Stored data entries
((
PR #75, opened 2018-01-05
Sd issue12issue29 dirstructure

ifsimicoded:
Celine's handling the topic page in a different branch!!!!

This branch closes out issue #12 and feedback from the last dir structure PR, though this will probably be an ongoing work. 
It's a lot of file changes, but again, it's mostly renames.


README.md
```diff
@@ -25,13 +25,33 @@ docker exec --interactive --tty janis yarn add <package name>
 
 ---
 
+## SASS Regime Guidelines (WIP)
```
mateoclarke: 🔨 👊

README.md
```diff
@@ -25,13 +25,33 @@ docker exec --interactive --tty janis yarn add <package name>
...
+- our css is namespaced with coa-
+- our css classes should stack. EX. a blue button would look like `<button class="coa-button coa-button--blue">Button</button>`.
+- class names for js components should correspond with the js component name(capitalized and camelCased).
+  EX. LinkList.js markup has styles applied via the class names `coa-LinkList coa-LinkList--boxprimary`.
+- class names which are not js components but have multiple words should be separated by a -
+  EX. `coa-Footer__body-text`
+
+Resources:
+- http://vanseodesign.com/css/sass-directory-structures/
+- http://getbem.com/introduction/
```
mateoclarke: 👏

README.md
```diff
@@ -25,13 +25,33 @@ docker exec --interactive --tty janis yarn add <package name>
...
+
 ## Accessibility Guidelines (WIP)
 
-- When we use `target="_blank"` on an anchor tag, we should add `aria-label="Opens in new window"`
+- When we use `target="_blank"` on an anchor tag, we should add `aria-label="Opens in new window"` and `rel="noopener noreferrer"` for security
 
 a11y Resources:
 - https://accessibility.18f.gov/
 - https://cfpb.github.io/design-manual/best-practices/accessibility-best-practices.html
+- https://www.jitbit.com/alexblog/256-targetblank---the-most-underestimated-vulnerability-ever/
```
mateoclarke: This is nit picky, but this isn't really an a11y resource. Maybe we just use markdown to link `[link](url)` this article above inline with where we talk it. Also, since this vulnerability gets linted by React, not sure how important it is to call out here, though not against it in principle.

README.md
```diff
@@ -25,13 +25,33 @@ docker exec --interactive --tty janis yarn add <package name>
 
 ---
 
+## SASS Regime Guidelines (WIP)
+
+We're using a modified form of the 7-1 pattern, and BEM for CSS naming and organization
+- our css file structure and js file structure should be congruent.
+  EX. You can find css for js modules in the css/modules folder, you can find css for js page_sections in the css/page_sections folder and so on.
+- js/modules our are smallest unit and should not have any additional custom react component imports
```
mateoclarke: I'm not opposed to this strict definition of components in js/modules as the smallest atomic unit with no child components. But where do we put components that have children but aren't page sections.

ifsimicoded: you know, I haven't thought this through that far, but definitely open to adding another folder called components when we need it?

README.md
ifsimicoded: *nod*

README.md
mateoclarke: cool, i think its coming in my next PR and I'll take that suggestion as your blessing. If we wanted to align with Reactisms, we might consider the delineation not only if the component renders child components but also if the component has state or not. `js/modules` would be functional stateless components and `js/components` would be stateful components or components that render other components.

https://medium.com/@juanguardado/stateful-vs-stateless-components-444b5aa21865

PR #77, opened 2018-01-08
Sd navmenu usegraphql

ifsimicoded:
- Updated Nav Menu to use graphql endpoint to fetch service links by topic for all topics.
- Fixed nav menu/service page bug which rendered service page before new data was fetched.

Branch off of #75


src/js/page_sections/Navmenu.js
```diff
@@ -19,104 +20,109 @@ class Navmenu extends Component {
...
+
+  getMenuItemClassName = (path) => {
+    const currentPath = this.getCurrentPath();
+    return currentPath === path ? 'usa-current' : '';
   }
 
   render() {
-    return (
+
+    if (!this.state.isLoaded) return 'loading...';
```
mateoclarke: We might want to ask Celine is they have a preferred loading state. But then again, this won't matter after we go SSR or SSG so this implementation is 🆗

src/js/page_sections/Navmenu.js
```diff
@@ -19,104 +20,109 @@ class Navmenu extends Component {
...
+
+    const { edges: parentLinks = [] } = this.state.data;
+
+    return parentLinks.length && (
       <div className="usa-grid-full">
-        <nav role="navigation" className={this.menuClassName()}>
+        <nav className={this.menuClassName()}>
```
mateoclarke: Not questioning that is the right thing. But please educate me on why we should remove the `role="navigation"` here.

src/js/page_sections/Navmenu.js
```diff
@@ -19,104 +20,109 @@ class Navmenu extends Component {
...
+
+            let { edges: serviceLinks = [] } = parentLink.services;
+
+            return (
+              <li key={parentLink.id}>
+                <Link to="/services" className={this.getParentMenuItemClassName(parentLink)}>
+                  { parentLink.text }
+                </Link>
+
+                { serviceLinks.length && (
```
mateoclarke: Should we stay consistent with naming and call this `childLinks` for `parentLinks`?

mateoclarke: instead of `serviceLinks`?

src/js/page_sections/Navmenu.js
ifsimicoded: This was just a linter fix. I think nav elements has an implicit navigation role.
https://github.com/evcohen/eslint-plugin-jsx-a11y/blob/master/docs/rules/no-redundant-roles.md

src/js/page_sections/Navmenu.js
ifsimicoded: I kept this specific, since the API returns specifically service links and in the future might return dept links and/or event links etc. We're also currently being specific on how we build paths (/service/slug/) -- so I figured specifying would be best since event and dept links would be built differently.

Issue #33, opened 2017-12-14
Implement homepage design


cthibaultatx:
- [x] update tile/service and module/services in sm, med, and lge

- [x] add 'work in progress' message in sm, med, and lge

- [ ] ~add theme to main navigation plus...~

- [ ] ~...refine mobile and tablet menu and develop new large/desktop menu~

- [ ] ~Themes and topics are listed here: [Future Navigation airtable](https://airtable.com/shr3RatfCvSZmJhqw) Only build in topics we already have services/content for ('Recycling, Trash, and Compost' under 'Housing & Utilities'). Leave off other topics and instead, when a user hovers over a theme with no topics- they should read: (waiting on copy from content team @courtneyjacinic )~

- [ ] ~add airport icon to tablet and desktop header, and in mobile menu- links to http://austintexas.gov/department/airport~

- [ ] ~add 311 link to header to tablet and desktop, and in mobile menu- links to http://311.austintexas.gov/reports/list_services~

- [x] ~add 'alpha' to 'austin.gov' = 'alpha.austin.gov'~

## Do not change these things:
- language header
- header/footer colors
- 311 and footer content - will be separate issue
- typestyles

![alpha_l_0 0_home_menua](https://user-images.githubusercontent.com/20911665/36178991-5141132a-10e0-11e8-9f7b-ac40a9b02b17.png)

![alpha_l_0 0_home_menub](https://user-images.githubusercontent.com/20911665/36178992-5154bc7c-10e0-11e8-9a3a-76c74105410b.png)

![alpha_l_0 0_home](https://user-images.githubusercontent.com/20911665/36178993-516a44a2-10e0-11e8-9815-1b68c8160c32.png)

![alpha_m_0 0_home_menu](https://user-images.githubusercontent.com/20911665/36178994-517d4d22-10e0-11e8-8d3a-97254cbc42a5.png)

![alpha_m_0 0_home](https://user-images.githubusercontent.com/20911665/36178995-5190cf50-10e0-11e8-8e63-cec6f5f84626.png)

![alpha_s_0 0_home_menu](https://user-images.githubusercontent.com/20911665/36178996-51a5d832-10e0-11e8-9fae-36cb09da41eb.png)

![alpha_s_0 0_home](https://user-images.githubusercontent.com/20911665/36178997-51bc0166-10e0-11e8-901e-ed456f060121.png)

[...]

PR #80, opened 2018-01-09
Updated home, added USWDS Search module

cthibaultatx:
This is the start of editing the homepage #33

### DIFF
--- a/src/js/modules/GlobalSearch.js
+++ b/src/js/modules/GlobalSearch.js
@@ -1,0 +1,23 @@
+import React, {Component} from 'react';
+
+class GlobalSearch extends Component {
+
+  render() {
+
+    return  (
+
+      <div>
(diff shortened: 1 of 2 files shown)


src/js/modules/GlobalSearch.js
```diff
@@ -0,0 +1,23 @@
+import React, {Component} from 'react';
+
+class GlobalSearch extends Component {
+
+  render() {
+
+    return  (
+
+      <div>
```
ifsimicoded: super minor for accessibility, but USWDS has a role on the wrapper div.
`<div role="search"><form class="usa-search usa-search-big">...</form></div>`

mateoclarke: Let me know if you need any help with this @cthibaultatx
))
**Work item:**
Copy out, in full, each line above that has the word "GlobalSearch" in it.

**Response area:**
--- a/src/js/modules/GlobalSearch.js
+++ b/src/js/modules/GlobalSearch.js
+class GlobalSearch extends Component {
src/js/modules/GlobalSearch.js
+class GlobalSearch extends Component {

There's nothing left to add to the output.